Waste management and sustainability go hand in hand, as the merger of Waste Harmonix Inc. and Keter Environmental Services in 2023 shows. Last year, the mid-market companies merged under asset management firm TPG, expanding the services they offer to their respective North American client bases.
Keter manages waste and recycling programs for large property owners such as retail shopping centers, while Waste Harmonics serves properties across hundreds or even thousands of locations. Providing enhanced sustainability and reporting capabilities for both clients is a key challenge.
“Throughout the merger, it has become clear that the two organizations have more similarities than differences,” says Francesco Malagisi, CFO of the combined business. “We are not looking through the lens of how things have been done historically in each organization, but rather through the lens of what is the best approach for every aspect of the business.”
In an interview with our own Katie Kuehner-Hebert, Malagisi shared his thoughts on the responsibilities of CFOs pre- and post-transaction, and how he can help clients advance their organization's vision and objectives around ESG and sustainability.
ESG and sustainability are key focus areas for the waste management industry – how have your efforts developed?
When it comes to ESG, we've been proud to have been at the forefront for many years. Our customers used to be solely focused on cost and getting services at a more competitive price, which has always been an important consideration. But now our customers also want to know that we care about the environment as an organization and through our services.

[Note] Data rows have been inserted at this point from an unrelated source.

PR #199, opened 2021-08-13
fpss: Tag SSR writebacks to prevent CSR toggle glitches

paulsc96:
When the SSR redirect CSR (`0x7C0`) is toggled, inflight writes to SSR register addresses may not be written back correctly:

* On enable: inflight writes to regular registers will be directed to SSRs
* On disable: inflight writes to SSRs will be directed to regular registers

This can cause frustrating glitches, especially because SSRs which overrun their jobs may block the FP pipeline indefinitely.

This PR determines at decode whether an instruction writes back to an SSR instead and propagates this information through the FPU with an additional tag bit.

This should be very lightweight in terms of additional logic and ensure "precise" SSR toggling, i.e. that SSRs are accessed exactly as defined by the program flow regardless of execution timing.


zarubaf (approved):
Cool, that is definitely the cleaner version! Potentially saves a lot of pain :-D Thanks

zarubaf:
Thanks, Paul!

PR #200, opened 2021-08-16
occamy: Provide wide to narrow connection

zarubaf:
As discussed in #192 the missing wide to narrow connection makes it impossible for the Snitch clusters to fetch from the bootrom. This PR fixes that issue and should probably go before #192.


niwis (approved):
Looks good to me :-)

Issue #565, opened 2018-05-29
Upload WPT report to staging.wpt.fyi


lukebjerring:
In preparation of migrating to the full-report based system on wpt.fyi, let's double-upload, sending the full report to staging.wpt.fyi for integration testing.

lukebjerring:
See https://github.com/web-platform-tests/wpt.fyi/issues/192 for wpt.fyi side of things.

Hexcles:
@jugglinmike I have a question for you:

In the [upload script](https://github.com/web-platform-tests/results-collection/blob/master/src/scripts/upload-wpt-results.py), do you already have the merged full report JSOn available at some point?

jugglinmike:
> In the [upload script](https://github.com/web-platform-tests/results-collection/blob/master/src/scripts/upload-wpt-results.py), do you already have the merged full report JSON available at some point?

Not currently. The "WPT report"-formatted results are stored on disk across many files, and they are individually parsed and stored in the legacy wpt.fyi format.

I avoided merging those files in the "WPT report" format because this would unnecessarily increase the memory footprint of the process. It's necessary now, though, so you can expect a patch to change this.

Here's what I'll need:

- the URL to which the data should be sent
- the expected HTTP method
- the expected HTTP headers
- the expected request body

Hexcles:
A code snippet is probably more helpful:

```python
# For Chrome & Firefox, report.json should have all the metadata.
requests.post(
    'https://wptdashboard-staging.appspot.com/api/results/upload',
    auth=('buildbot', 'secret_token'),
    files={'result_file': open('full_report.json.gz', 'rb')},
# For Sauce-based browsers you'd also need the following:
    data={'browser_name': ..., 'browser_version': ..., 'os_name': ..., 'os_version': ...}
)
```

Ideally I'd like to include the browser & OS info in the report even for Sauce. I'm looking into that.

jugglinmike:
Got it. Can you send me the token via e-mail? I will include it in the encrypted configuration file that's tracked within this repo

Hexcles:
@jugglinmike can you give me your pubkey?

jugglinmike:
Sure: https://keybase.io/jugglinmike

PR #566, opened 2018-05-31
Integrate with new results receiver 

jugglinmike:
@rwaldron @hexcles GitHub doesn't recognize the renames here, but I did this in two commits, so the change set should be easier to digest by viewing those individually.

The new CLI and code uses the property names from the WPT CLI's report. This is a little inconsistent with the "legacy" upload script, but I figured it would be more consistent in the long run.

This is intended to resolve gh-565


src/scripts/upload-wpt-results.py
```diff
@@ -47,205 +43,85 @@ def main(raw_results_directory, platform_id, browser_name, browser_channel,
...
-                             params={'secret': secret},
-                             data=json.dumps(payload))
+    # When the report is missing critical metadata, extend it with information
+    # provided via the command-line. (Currently, the WPT CLI does not include
+    # this metadata in reports generated via the Sauce Labs service.)
+    assert 'run_info' in report
+    assert isinstance(data['run_info'], object)
+    for name in (u'product', 'browser_version', 'os', 'os_version'):
+        if name not in report['run_info']:
+            report['run_info'][name] = platform_info[name]
```
Hexcles: This might not be correct.

I suspect Sauce runs do have 'product' (or maybe even other fields), but the wrong values (e.g. product=sauce, os=[client os]). Can you get a sample wptreport from a Sauce run? (Doesn't need to be the consolidated version; each shard should also have `run_info`.)

jugglinmike: You're right. The metadata is present and incorrect. Here's the report generated for a test run in Apple Safari via Sauce Labs:

```json
{
    "results": [
        {
            "message": "/infrastructure/assumptions/ahem.html d4a5ec8885c67c8491d08fa7b04268aba6a19480\n/infrastructure/assumptions/ahem-ref.html ba37c5363f2183149d7267dec4446634846b4721\nTesting d4a5ec8885c67c8491d08fa7b04268aba6a19480 == ba37c5363f2183149d7267dec4446634846b4721",
            "status": "FAIL",
            "subtests": [],
            "test": "/infrastructure/assumptions/ahem.html"
        }
    ],
    "run_info": {
        "bits": 64,
        "debug": false,
        "has_sandbox": true,
        "linux_distro": "Ubuntu",
        "os": "linux",
        "os_version": "16.04",
        "processor": "x86_64",
        "product": "sauce",
        "revision": "8c8238ca96f913c1b90f838def7f9cf0253c0113",
        "version": "Ubuntu 16.04"
    },
    "time_end": 1527784288550,
    "time_start": 1527784271236
}
```

[You've already offered to change this in WPT](), but I'd be glad to do it as
well.

Know that the build process is already aware of whether this report comes from
a Sauce-Labs-mediated browser. That means we have the information necessary to
address this without an upstream change. We should improve the WPT CLI
regardless, but that might take some time. If there's urgency here, I could
get this working by the end of the day.

Let me know how you'd like to proceed

jugglinmike: Forgot the link for "You've already offered to change this in WPT": https://github.com/web-platform-tests/wpt.fyi/pull/208#discussion_r191932905

Hexcles: @jugglinmike let's override the metadata for all Sauce runs and Sauce runs only (instead of filling in missing fields, which would also hide issues in Firefox/Chrome metadata that are supposed to be correct).

jugglinmike:
@Hexcles The latest commit introduces an option named `--override-platform` which explicitly causes the platform information to be inserted into the generated report.

src/scripts/upload-wpt-results.py
```diff
@@ -106,9 +112,9 @@ def consolidate(raw_results_files, platform_info):
     # this metadata in reports generated via the Sauce Labs service.)
     assert 'run_info' in report
     assert isinstance(data['run_info'], object)
-    for name in (u'product', 'browser_version', 'os', 'os_version'):
-        if name not in report['run_info']:
-            report['run_info'][name] = platform_info[name]
+    if platform_override is not None:
+        for name in platform_override:
+            report['run_info'][name] = platform_override[name]
```
Hexcles: Nit: you could drop `is not None`. Empty dict/lists are safe to be skipped, too.

And perhaps simply `report['run_info'].update(platform_override)`

jugglinmike: Much better!

jugglinmike:
Thanks for the review, @Hexcles! It's good to get a reality check, even if it's only cursory. And don't sell yourself short--you found a critical mistake.

Anyway, I had hoped to deploy this today, but due to [an earlier interruption in the collection process](https://github.com/web-platform-tests/results-collection/issues/568), we're a bit behind schedule for Edge results. Deploying this change will invalidate that collection, so I'd rather defer. Instead of deploying new code on a Friday, I'd like to target Monday morning--will that work for you?

Hexcles:
Thanks! Sure, Monday SGTM. Deploying on Friday is the recipe to kill an otherwise great weekend :)

jugglinmike:
Squashed and merged to `master` at the following commits:

- f5d090b Integrate with new results receiver
- 7e3c53f Reflect receiver's deprecated status in code

Issue #572, opened 2018-06-07
Send browser_channel as a label to results receiver


Hexcles:
From https://github.com/web-platform-tests/wpt.fyi/issues/245

```python
        response = requests.post(
            url,
            auth=(user_name, secret),
            data={'labels': browser_channel},
            files={'result_file': open(filename, 'rb')}
        )
```

Note: `labels` is a comma-separated string. Runners may add arbitrary labels and the wpt.fyi APIs can filter by labels.

cc @lukebjerring

lukebjerring:
Shouldn't labels be an array of strings? That would make it more consistent with the golang struct and  json marshalling behavior.

Hexcles:
@lukebjerring this is a HTML form not JSON, which doesn't really have arrays. It's more like the repeatable params we use in URLs.

PR #575, opened 2018-06-12
Include "labels" in payload sent to new receiver

jugglinmike:
This is intended to resolve gh-572. @Hexcles I believe that this extension is only relevant for the new results receiver. Is that right? Or should I amend this patch with an enhancement for the `wpt-legacy-wpt-results.py`?


jugglinmike:
No problem. Mind clicking the button for me?

PR #576, opened 2018-06-20
Switch over to results receiver in prod

Hexcles:
This commit atomically switches to results receiver to upload results to
prod and removes the legacy upload script.

We still keep uploading to staging.wpt.fyi for the ease of testing and
developing results receiver. Besides, the new results receiver is much
faster so there's minimal overhead.

## Review Information

@jugglinmike please take a *close* look at this PR. And I think we'd need a master restart to deploy this.

@foolip now that results receiver has been deployed in prod (https://github.com/web-platform-tests/wpt.fyi/issues/304), this is the **final** switch to launch the receiver.


jugglinmike:
Excellent, @Hexcles! This obviates a bunch of system configuration related to Google Cloud Platform, so I'm going to add a commit to remove that.

Based on your patch, it looks like the staging and production environments share the same "upload secret." Is that correct?

Hexcles:
@jugglinmike feel free to modify this PR branch. And yes, it's the same secret...

provisioning/configuration/roles/buildbot-master/tasks/main.yml
```diff
@@ -82,6 +82,8 @@
       value: '{{wptd_legacy_notify_secret}}'
     - name: wptd_upload_url
       value: '{{wptd_upload_url}}'
+    - name: wptd_staging_upload_url
+      value: '{{wptd_staging_upload_url}}'
```
jugglinmike: @Hexcles Buildbot has a notion of "secret" values which it will redact from publicly-visible logging output. It can read these values from flat files or from a Vault server. I chose the former to avoid the complexity that Vault would introduce, but it means that we need to maintain this unfortunate bit of duplication.

Hexcles:
@jugglinmike thanks for finishing this up! I'd appreciate it if you can ping me when you plan to deploy :)

jugglinmike:
@Hexcles and I have deployed this change and verified successful integration with both https://wpt.fyi/api/results/upload and https://staging.wpt.fyi/api/results/upload. :tada:

PR #577, opened 2018-06-21
Remove unnecessary property

jugglinmike:
The legacy results receiver required the date of the git revision under
test. Since this project no longer interfaces with that receiver, the
date no longer need to be tracked internally.


jugglinmike:
Thanks, .Robert!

Our clients' partners and shareholders expect responsibility from them, and therefore from us. We wholeheartedly welcome this and find it extremely rewarding when we can align our sustainability vision and objectives with those of our clients.
When discussing ESG in the waste and recycling sector, two key KPIs are diversion and efficiency. Diversion is a simple calculation to understand how much waste is being diverted from landfills as a percentage of waste generated at your facility. Efficiency is optimizing waste collection and other operations, which is a big part of the value in our model. For example, we can leverage monitoring technology on our customers' compactors and dumpsters to measure fullness and streamline collection schedules, helping to reduce their carbon emissions in the long run.
Nearly everyone wants to do the right thing when it comes to minimizing their impact on the environment. Setting goals and developing programs that will help you reach them is key.
What are some of the first steps that organisations that are slow to adopt an ESG strategy should take?
Start by having an open and honest conversation with your customer. Find out what's important to them and what their goals are (whether they've expressed publicly or internally). Starting with a foundational understanding fosters a shared value proposition and sets a path for getting there within a set timeframe.
Be sure to align your ESG strategy with your corporate objectives and evaluate the risks and opportunities related to environmental impact, social responsibility, and governance practices. Integrate ESG considerations into your financial planning, budgeting, and reporting processes and align them with your long-term financial goals. Then, evaluate projects based on their economic benefits and potential ESG impacts.
Ultimately, you need to understand the extent to which your customers and your organization are involved in building an ESG framework. Then, put in place a plan and hold each other accountable with additional attention to ongoing education and improvement. Transparent communication and ethical leadership will build trust among stakeholders and ensure that your initiatives drive financial performance and environmental impact.
What advice would you give to CFOs navigating a merger?
It is hard to think of a more important responsibility for a CFO than their involvement in M&A. We directly evaluate the financial impact and provide strategic oversight to help deliver synergies, value creation and transformation.
Analyzing the financial health of both companies is crucial. Throughout the M&A process, CFOs need to assess risks and forecast potential synergies, which are key factors to consider in determining financial feasibility and valuation leading up to the completion of the merger.
Outline goals for aligning financial systems, reporting processes, and accounting practices once the merger is executed. Establish a structure to manage consolidated cash flows and capital allocations. Hold frequent planning and budget discussions with senior management to demonstrate financial transparency and ensure the company is planning for its desired future state.
What other key responsibilities will require the CFO's focused efforts both pre- and post-merger?
The three “P's” are people, process, and product. Communicate with your team frequently and consistently through daily team meetings, weekly touchpoints, quarterly consultations, town hall style meetings, etc. Team members understand that there will be some changes with the merger. Be transparent and hype your team up at the same time.
Leverage technology and automation where appropriate to ensure that processes are smooth and efficient. When organizations communicate frequently and honestly with their employees and strengthen their processes, they are able to deliver superior products to their customers.
Don't overlook the need to unify the company culture. The CFO is responsible for establishing a common mission and vision. Internally, it means emphasizing the importance of human capital on both sides of the deal. Externally, it means meeting frequently with customers and partners to share progress and guide them on the path to growth and value creation.